As many of you know, I've been dealing with some really weird health issues since October. Just a collection of odd symptoms including an enlarged liver. For 2 months my internist told me that there was nothing wrong with me..."You're a tall woman and tall people can have larger organs." I called it big lady, big liver syndrome. When I went to her about problems with edema I'd been having, she told me that I should watch my salt intake.."There's a lot of hidden salt in things like Lean Cuisine." Of course, she never ASKED if I actually ate stuff like that. Anyway....
Thankfully, I got an appointment on New Years Eve with an angel named Connie Coburn, a nurse practitioner at OSU who actually believed me when I said something was wrong.
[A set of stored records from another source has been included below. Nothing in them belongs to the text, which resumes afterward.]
PR #5394, opened 2026-06-25
feat: Add the tail keyword to configure inherited fields order on models

### LINKED ISSUE #5355: Add posility to change position of database columns which are inherited from parent model
### Problem to Solve

Let's say I have a base `Entity` model
```yaml
class: Entity
fields:
  - id
  - createdDT
  - updatedDT
```
which is inherited
```yaml
class: Child
table: childs
extends: Entity
fields:
  - name
```
When will creates all inherited fields will be first columns of table, i.e.
```SQL
CREATE TABLE "childs" (
  "id" ...,
  "createdDT" ...,
  "createdDT" ...,
  "name" ...
  ...
)
```
But basically audit columns are not so important to be first.

### Proposal

So I suggest to create a field property `tail` (for example) which will notify SQL generator to place such columns after `Child`'s last column.
```yaml
class: Entity
fields:
  - id
  - createdDT, tail
  - updatedDT, tail
```

### Use Case

 It would be good to move them to the end on the create table SQL query
```SQL
CREATE TABLE "childs" (
  "id" ...,
  "name" ...
  ...
  "createdDT" ...,
  "createdDT" ...,
)
```

### Alternatives

Or create a field property similar to `position(seq=N)` (where N is the index number), which will allow the column position to be changed upon initial creation. The column with the higher index will be moved to the right.

### Additional context

_No response_

- [ ] I want to work on this

marcelomendoncasoares:
Closes: #5355

## Pre-launch Checklist

## Breaking changes

None.


tools/serverpod_cli/lib/src/analyzer/models/validation/restrictions.dart
```diff
@@ -2088,6 +2088,23 @@ class Restrictions {
     return [];
   }
 
+  List<SourceSpanSeverityException> validateTailKey(
+    String parentNodeName,
+    String key,
+    SourceSpan? span,
+  ) {
+    if (parentNodeName == defaultPrimaryKeyName) {
```
FXschwartz, line 2096: This is a nit and an edge case. But I believe this would reject usage on an ID field for a non table class.

FXschwartz (approved):
One super minor nit. Otherwise looks great!

tools/serverpod_cli/lib/src/analyzer/models/validation/restrictions.dart
marcelomendoncasoares: It is intentional, because non-table classes can be base classes for table classes, and then the `tail` would be inconsistently ignored.

PR #5395, opened 2026-06-26
fix: AGENTS.md proposes using the Dart CLI instead of the MCP server.

vlidholt:
Minor change to ask AI agents to use the CLI for `dart format` and `dart analyze` over using the MCP server. The reason is that there seems to be a bug in the MCP server that often causes it to hang.


templates/serverpod_templates/projectname/AGENTS.md
```diff
@@ -14,11 +14,11 @@ ALWAYS use the MCP server instead of the command line. Use the MCP server to:
...
 
-1. `dart analyze` (`dart` MCP)
-2. `dart format` (`dart` MCP)
-3. `create_migration` and `apply_migrations` (only if necessary)
+1. `dart analyze` (CLI)
+2. `dart format` (CLI)
+3. `create_migration` and `apply_migrations` (MCP - only if necessary)
 4. Do `serverpod` MCP `hot_restart` if required (hot reload is done automatically). Will also hot restart Flutter app
-5. Run tests, if applicable (`dart` MCP)
+5. Run tests, if applicable (`dart` CLI)
```
marcelomendoncasoares, line 21: Discussion: Before we give up and instruct the agent to use the CLI, could you try to add the `--force-roots-fallback` flag to the `dart` MCP command, @vlidholt? This is a possible fix [recommended on the MCP page](https://docs.flutter.dev/ai/mcp-server#overview) that I have read around to be required for Claude, Cursor and Codex (the latter is explicitly mentioned on the page).

Both `analyze` and `format` tools (among others) have a `roots` parameter that actually have no description, so the agent might no be passing the required argument there.

Image

I found some people recommending to [tell the agent to pass the correct root argument](https://www.linkedin.com/posts/peter-trost-builds_getting-errors-when-claude-uses-the-dart-activity-7371243334868037632-VGUr), but seems like a weaker approach for me than the `--force-roots-fallback`.

My preference for trying to fix the MCP before giving up is because there are other useful tools on the `dart` MCP that won't also work without correct roots, and it would be exhaustive to try to list them all for the agent to ignore on the `dart` MCP.

vlidholt: I have tried it now, and it still does not work. I suggest we apply this until we can figure out if it's fixable with the MCP.

marcelomendoncasoares (approved):

PR #5420, opened 2026-07-01
feat: Serve flutter web app under root if website is not enabled

Crazelu:
The Flutter web app will now be served under `/` if Flutter app only option is enabled for the web server.

## Pre-launch Checklist

## Breaking changes

None

### DIFF
--- a/tests/bootstrap_project/test_perform_create/web_test.dart
+++ b/tests/bootstrap_project/test_perform_create/web_test.dart
@@ -639,10 +639,13 @@ void main() {
 
       group('Given the Flutter web app is built and the pod is restarted', () {
         setUp(() async {
-          final flutterBuildProcess = await startProcess(
-            'serverpod',
+          final flutterBuildProcess = await startServerpodCli(
             ['run', 'flutter_build'],
+            rootPath: rootPath,
             workingDirectory: project.serverDir,
+            environment: {
+              'SERVERPOD_HOME': rootPath,
+            },
           );
           expect(await flutterBuildProcess.exitCode, 0);
 
--- a/tests/bootstrap_project/test_perform_create/web_test.dart
+++ b/tests/bootstrap_project/test_perform_create/web_test.dart
@@ -357,7 +357,7 @@ void main() {
       );
 
       test(
-        'then theserver.dart has a fallback middleware for the default route',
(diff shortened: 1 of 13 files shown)


tests/bootstrap_project/test_perform_create/web_test.dart
```diff
@@ -327,6 +331,127 @@ void main() {
...
+          );
+          final content = await serverFile.readAsString();
+          expect(content, contains('// Serve the flutter web app under /.'));
+          expect(content, contains("'/'"));
+          expect(content, contains("'/**'"));
+        },
+      );
+
+      test(
+        'then theserver.dart has a fallback middleware for the default route',
```
marcelomendoncasoares:
```suggestion
        'then the server.dart has a fallback middleware for the default route',
```

marcelomendoncasoares (changes requested):
Nice work! Both website are showing on the root now according to the chosen option. Two suggestions only:

- It would be good to add two tests on the bootstrap (one for each scenario) that validates the correct resource being accessed on the `localhost:8082` after starting the server.
- When using the `serverOnly` -> `Website` context, the resulting page is the same that we use for the app, with a button that will point to a 404. We should have a different placeholder in this case.
    Image

Crazelu:
> When using the serverOnly -> Website context, the resulting page is the same that we use for the app, with a button that will point to a 404. We should have a different placeholder in this case.

@marcelomendoncasoares  this is now fixed in [6b9d044](https://github.com/serverpod/serverpod/pull/5420/commits/6b9d04437c6b2073af7e47c156f1095f209b1d91)

Crazelu:
> It would be good to add two tests on the bootstrap (one for each scenario) that validates the correct resource being accessed on the localhost:8082 after starting the server.

Done in [94eae73](https://github.com/serverpod/serverpod/pull/5420/commits/94eae739b3c0cb226425612b3129e3db942b81fa). There was an important fix that needed to be made for server only projects to only setup website by default as well -> [035302c](https://github.com/serverpod/serverpod/pull/5420/commits/035302c084f7dc10f513c6e97e39a38a9d2a1142)

marcelomendoncasoares (approved):
Great work with the tests! 🚀 🚀 

Once CI is green, feel free to merge.

PR #5428, opened 2026-07-03
fix: Fix `upsert` with `updateWhere` that matches rows on SQLite

marcelomendoncasoares:
The SQLite adapter implements batch `upsert` by decomposing it into single-row upserts and then applying a duplicate-conflict heuristic that compares the number of distinct returned ids against the number of *input* rows. This conflates two situations:

- A genuine duplicate when two input rows resolve to the same conflict target. In such cases, Postgres raises "ON CONFLICT DO UPDATE command cannot affect row a second time".
- A row whose `DO UPDATE` is legitimately skipped by `updateWhere`, which returns no row and, therefore, makes the counts differ.

There was a bug in the implementation that would falsely throw an integrity-constraint-violation error in the latter case and roll back the transaction.

The fix is to detect duplicates among the *returned* ids, which still catches the true "same row affected twice" case while no longer counting rows skipped by `updateWhere`.

## Pre-launch Checklist

## Breaking changes

None.

### DIFF
--- a/packages/serverpod_database/lib/src/adapters/sqlite/database_connection.dart
+++ b/packages/serverpod_database/lib/src/adapters/sqlite/database_connection.dart
@@ -337,10 +337,12 @@ class SqliteDatabaseConnection extends DatabaseConnection<SqlitePoolManager> {
             ),
         ];
 
-        // NOTE: Since we transform batch inserts into multiple single-row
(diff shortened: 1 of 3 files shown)


FXschwartz (approved):
LGTM!

PR #5434, opened 2026-07-06
feat: Remove experimental flag from `serverpod start` command

developerjamiu:
The `serverpod start` command was marked as experimental for the 3.5.0-beta release, but the flag was not removed for 4.0.0 as intended. This PR removes the `EXPERIMENTAL!` description prefix and unhides the command, so it appears in `serverpod --help` and in the generated CLI reference docs.

## Pre-launch Checklist

- [ ] I added new tests to check the change I am making. (No behavior to test — existing tests pass.)

## Breaking changes

None.

### DIFF
--- a/tools/serverpod_cli/lib/src/commands/start.dart
+++ b/tools/serverpod_cli/lib/src/commands/start.dart
@@ -112,8 +112,9 @@ class StartCommand extends ServerpodCommand<StartOption> {
 
   @override
   final description =
-      'Generate code and start the server. '
-      'Use --watch to watch for changes and hot reload.';
+      'Start the full development stack with hot reload: generates code, '
+      'runs the server, and launches the companion Flutter apps in an '
+      'interactive terminal UI.';
 
   @override
   String get invocation => 'serverpod start [-- <server-args>]';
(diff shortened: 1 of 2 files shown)


tools/serverpod_cli/lib/src/commands/start.dart
```diff
@@ -110,12 +110,9 @@ class StartCommand extends ServerpodCommand<StartOption> {
...
   final name = 'start';
 
-  @override
-  bool get hidden => true;
-
   @override
   final description =
-      'EXPERIMENTAL! Generate code and start the server. '
+      'Generate code and start the server. '
       'Use --watch to watch for changes and hot reload.';
```
marcelomendoncasoares: Suggestion: The description of the command seems rather simplistic for what it does now. We should mention the "fullstack" experience with hot reload, not only the generate + run server.

marcelomendoncasoares (changes requested):
Only one suggestion around how we present the `start` command to users.

tools/serverpod_cli/lib/src/commands/start.dart
developerjamiu: Updated

marcelomendoncasoares (approved):
LGTM! 🚀

PR #5436, opened 2026-07-07
feat: Make the WidgetRoute's build method return a nullable WebWidget

### LINKED ISSUE #4855: Make the `WidgetRoute`'s `build` method return a nullable `WebWidget`
The web server's `WidgetRoute` build method currently returns `WebWidget`. It would be helpful if it could also return null. I.e., `WebWidget?`. If `null` is returned, the route would create a 404 (not found) response.

Current implementation:

```dart
/// Override this method to build your web widget from the current [session]
/// and [request].
Future<WebWidget> build(Session session, Request request);
```

Proposed implementation:

```dart
/// Override this method to build your web widget from the current [session]
/// and [request].
Future<WebWidget?> build(Session session, Request request);
```

With this update, the `handleCall` method would check if the value returned by the `build` method is `null` and in that case return a `Response.notFound()`.

```dart
final widget = await build(session, context);
if (widget == null) {
  return Response.notFound(body: Body.fromString('Not found'));
}
```

The use case is that we sometimes catch multiple paths in the router (e.g., `/blog/**`), but we don't know if there is a matching entry until we build the route (e.g., `/blog/non-existing-entry`). By handling `null` as a 404 Not Found, it would be an easy case to handle.

Crazelu:
Closes #4855 

## Pre-launch Checklist

## Breaking changes

None

### DIFF
--- a/packages/serverpod/lib/src/web_server/web_server.dart
+++ b/packages/serverpod/lib/src/web_server/web_server.dart
@@ -457,7 +457,7 @@ abstract class WidgetRoute extends Route {
 
   /// Override this method to build your web widget from the current [session]
   /// and [request].
-  Future<WebWidget> build(Session session, Request request);
+  Future<WebWidget?> build(Session session, Request request);
 
   @override
   FutureOr<Result> handleCall(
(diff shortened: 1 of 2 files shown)


marcelomendoncasoares (approved):
LGTM! 🚀

PR #5438, opened 2026-07-07
fix: Allow unverified emails in Firebase IDP default account validation

### LINKED ISSUE #5154: Firebase IDP default email validation blocks normal signup flows
## Problem

`FirebaseIdpConfig`'s default `firebaseAccountDetailsValidation` rejects any signup where `email` is present but `email_verified` is `false`. `FirebaseIdpConfigFromPasswords()` (the constructor recommended in the docs) inherits this strict default with no obvious way to discover it.

This breaks a very common UX pattern: a user signs up via Firebase Email/Password and is auto-signed-in immediately, before they have clicked the verification link Firebase emails them. The very first `controller.login(user)` call from the Flutter client fails.

## Reproduce

1. Configure the server with `FirebaseIdpConfigFromPasswords()` (no overrides).
2. From a Flutter client, sign up a brand-new user via Firebase Email/Password. Firebase creates the account with `email_verified: false`.
3. Call `controller.login(firebaseUser)` immediately after signup.
4. Server rejects. Client `onError` fires with a token verification error.

## Root cause

`serverpod_auth_idp_server/lib/src/providers/firebase/business/firebase_idp_config.dart`:

```dart
static void validateFirebaseAccountDetails(
  final FirebaseAccountDetails accountDetails,
) {
  if (accountDetails.email != null && accountDetails.verifiedEmail != true) {
    throw FirebaseUserInfoMissingDataException();
  }
}
```

## Compounding issues

1. **Misleading exception name.** `FirebaseUserInfoMissingDataException` is thrown when the email is *present but unverified*, not when data is missing.
2. **Exception swallowing.** `_parseAccountDetails` rewraps any exception from the validation callback into `FirebaseUserInfoMissingDataException`, then `fetchAccountDetails` rewraps *that* into `FirebaseIdTokenVerificationException`. The client cannot distinguish "bad token" from "unverified email" from "invalid data".
3. **Discoverability.** Default behavior is not surfaced in the dartdoc on `FirebaseIdpConfigFromPasswords`. New users hitting this on their first signup have no signal in the error message about why it failed.

## Proposed direction

One of:

**a)** Flip the default to allow unverified email, since this matches the typical Firebase UX. `firebaseAccountDetailsValidation` becomes opt-in for stricter teams.

**b)** Keep the strict default but:
- Rename to `FirebaseEmailNotVerifiedException` (or similar) and pass it through without rewrapping so the client can react meaningfully.
- Add an explicit `requireVerifiedEmail` flag on `FirebaseIdpConfig` (default `true`) so the behavior is discoverable from the API surface.
- Document that the default blocks signup until verification on the Customizations docs page.

## Notes

- Phone-only auth is already handled correctly by the `email != null` guard.
- Current workaround: override `firebaseAccountDetailsValidation` with a no-op, but you have to read the source to discover this is the issue.

FXschwartz:
The Firebase identity provider's default `firebaseAccountDetailsValidation` rejected any sign-in where an email was present but not verified. Firebase Email/Password accounts start out with `email_verified: false` and users are typically signed in immediately after signup, before they have clicked the verification link, so the default configuration blocked the very first `login()` call of every new user. 

Additionally, the rejection surfaced as a generic `FirebaseIdTokenVerificationException`, giving no hint that email verification was the cause.

- **The default validation now accepts all account details**, including unverified emails. Account linking is keyed on the Firebase UID, so accepting unverified emails does not allow linking into existing accounts.
- **Strict validation is now opt-in** via the new static `FirebaseIdpConfig.requireVerifiedEmail`, which can be passed as `firebaseAccountDetailsValidation`.
- **A new serializable `FirebaseEmailNotVerifiedException`** is thrown by the strict validation.
- **Validation exceptions implementing `SerializableException` are no longer swallowed.** Previously any exception from the validation callback was rewrapped twice, ending up as a generic `FirebaseIdTokenVerificationException`.

Fixes #5154 

## Pre-launch Checklist

## Breaking changes
- The default `firebaseAccountDetailsValidation` on `FirebaseIdpConfig` no longer rejects unverified emails. Projects relying on the previous strict behavior must opt back in with `firebaseAccountDetailsValidation: FirebaseIdpConfig.requireVerifiedEmail`, which now throws the new `FirebaseEmailNotVerifiedException` (passed through to the client) instead of an exception rewrapped into `FirebaseIdTokenVerificationException`.

### DIFF
--- a/modules/serverpod_auth/serverpod_auth_idp/serverpod_auth_idp_server/test/firebase/firebase_idp_config_test.dart
+++ b/modules/serverpod_auth/serverpod_auth_idp/serverpod_auth_idp_server/test/firebase/firebase_idp_config_test.dart
@@ -6,9 +6,13 @@ void main() {
     late FirebaseAccountDetails accountDetails;
 
     setUp(() {
-      accountDetails = _createAccountDetails(
+      accountDetails = (
+        userIdentifier: 'firebase-uid',
         email: 'test@example.com',
+        fullName: null,
+        image: null,
         verifiedEmail: false,
+        phone: null,
       );
     });
 
@@ -25,8 +29,8 @@ void main() {
     );
 
     test(
-      'when applying the requireVerifiedEmail validation then it throws a '
-      'FirebaseEmailNotVerifiedException',
+      'when applying the requireVerifiedEmail validation '
+      'then it throws a FirebaseEmailNotVerifiedException',
       () {
         expect(
           () => FirebaseIdpConfig.requireVerifiedEmail(accountDetails),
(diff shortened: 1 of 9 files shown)


modules/serverpod_auth/serverpod_auth_idp/serverpod_auth_idp_server/test/firebase/firebase_idp_config_test.dart
```diff
@@ -0,0 +1,153 @@
...
+            accountDetails,
+          ),
+          returnsNormally,
+        );
+      },
+    );
+
+    test(
+      'when applying the requireVerifiedEmail validation then it throws a '
+      'FirebaseEmailNotVerifiedException',
```
marcelomendoncasoares:
```suggestion
      'when applying the requireVerifiedEmail validation '
      'then it throws a FirebaseEmailNotVerifiedException',
```

modules/serverpod_auth/serverpod_auth_idp/serverpod_auth_idp_server/test/firebase/firebase_idp_config_test.dart
```diff
@@ -0,0 +1,153 @@
...
+        expect(
+          () => FirebaseIdpConfig.requireVerifiedEmail(accountDetails),
+          throwsA(isA<FirebaseEmailNotVerifiedException>()),
+        );
+      },
+    );
+  });
+
+  group('Given account details with an email whose verification status is '
+      'unknown', () {
```
marcelomendoncasoares:
```suggestion
  group(
    'Given account details with an email whose verification status is unknown', () {
```

modules/serverpod_auth/serverpod_auth_idp/serverpod_auth_idp_server/test/firebase/firebase_idp_config_test.dart
```diff
@@ -0,0 +1,153 @@
...
+}) {
+  return (
+    userIdentifier: 'firebase-uid',
+    email: email,
+    fullName: null,
+    image: null,
+    verifiedEmail: verifiedEmail,
+    phone: phone,
+  );
+}
```
marcelomendoncasoares: Suggestion: Remove this abstraction in favor of creating the `FirebaseAccountDetails` inline on the "Given" groups. This is preferrable because the abstraction hides the central aspect of the test condition: the account details itself. Users then need to jump to the bottom to understand how the abstraction relates to the "Given" instead of reading directly.

marcelomendoncasoares (changes requested):
Just some small comments on the tests.

modules/serverpod_auth/serverpod_auth_idp/serverpod_auth_idp_server/test/firebase/firebase_idp_config_test.dart
FXschwartz: Done!

modules/serverpod_auth/serverpod_auth_idp/serverpod_auth_idp_server/test/firebase/firebase_idp_config_test.dart
FXschwartz: Done!

modules/serverpod_auth/serverpod_auth_idp/serverpod_auth_idp_server/test/firebase/firebase_idp_config_test.dart
FXschwartz: Removed!

marcelomendoncasoares (approved):
LGTM!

Well, after 33 blood tests since the start of the year, a liver MRI and an upper endoscopy, it turns out I have a rare blood disorder called Primary Amyloidosis. Only about 3,000 new cases are diagnosed in the US every year. Basically, from what I understand, my bone marrow is soooo incredibly awesome that its producing antibodies that my body cannot break down. Sounds great, right??? Super-duper, everlasting antibodies ready to protect me at a moment's notice??? Yeah, not so much. Since my body can't break them down, they collect in my tissues potentially causing damage to heart, kidneys, liver, spleen, nerves, intestines, skin, tongue and blood vessels. No mention of lions and tigers and bears but plenty of "oh my!"
My doctor, Dr. Edward Levin, who is equal parts saint and scientist, says the next steps are to have biopsies of my liver and kidneys...not to look for cancer but to take tissue samples to see how much damage there may be...and to complete an echocardiogram to see if there is any heart damage. According to the amyloidosis website, the next step after that is to undergo treatment to stop the production of the antibodies, perhaps through chemo and stem cell transplantation. The link shows a sample calendar of how the 5-week process will go calling out activities like "catheter placement" and "psychiatrist visit". It says the process takes 5 weeks but can take up to 8 depending on how well the patient tolerates the treatment. I told Al, "My goal is to be done in 4!" :)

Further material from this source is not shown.